§ **TASK DIRECTIONS**:
In the material below, find the line with "(diff shortened: 1 of 3 files shown)" and the line with "The placement of", then output those two lines and every line between them, exactly.

§ **LISTED RECORDS**:

──────────

PR #1552, opened 2021-07-29
Fixed loss of open styles on syllables starting with a forced center.

### LINKED ISSUE #1551: gabc <c> tag not working with { } for setting syllable in chant text.
Hi,

Thanks again for a magnificent piece of software!

This is not the most earth-shattering problem, but the following example struck me as unexpected behavior.  The last syllable in the second example is not colored red.  

% !TEX TS-program = lualatex
\documentclass{article}

\begin{document}

\gabcsnippet{(c4) <c> Nar(c)ra(egf)bo(f.) </c> (::)  }

\gabcsnippet{(c4) <c> Nar(c)ra(egf){bo}(f.) </c> (::) }

\end{document}

henryso:
Fixes #1551.

### DIFF
--- a/CHANGELOG.md
+++ b/CHANGELOG.md
@@ -3,9 +3,12 @@ All notable changes to this project will be documented in this file.
 As of v3.0.0 this project adheres to [Semantic Versioning](http://semver.org/). It follows [some conventions](http://keepachangelog.com/).
 
 ## [Unreleased][develop]
-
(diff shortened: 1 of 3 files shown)


henryso:
@rpspringuel This one is deep in the C (yacc) code, but if you feel like reviewing it, I'd appreciate it.  If not, I'll merge in a few days.

rpspringuel:
When I run the tests I only get one failure: gabc-output/bugs/fix-601.gabc.

The placement of the accent over the `æ` is slightly displaced.  That's an `<sp>` tag that opens and closes in the same syllable, however, so I don't think its related.  Probably just a minor font thing.

henryso:
I would agree.  I don't get that (or maybe it's lower than the tolerances I have set) and that's a compose character.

──────────

§ **YOUR RESPONSE**:
(diff shortened: 1 of 3 files shown)


henryso:
@rpspringuel This one is deep in the C (yacc) code, but if you feel like reviewing it, I'd appreciate it.  If not, I'll merge in a few days.

rpspringuel:
When I run the tests I only get one failure: gabc-output/bugs/fix-601.gabc.

The placement of the accent over the `æ` is slightly displaced.  That's an `<sp>` tag that opens and closes in the same syllable, however, so I don't think its related.  Probably just a minor font thing.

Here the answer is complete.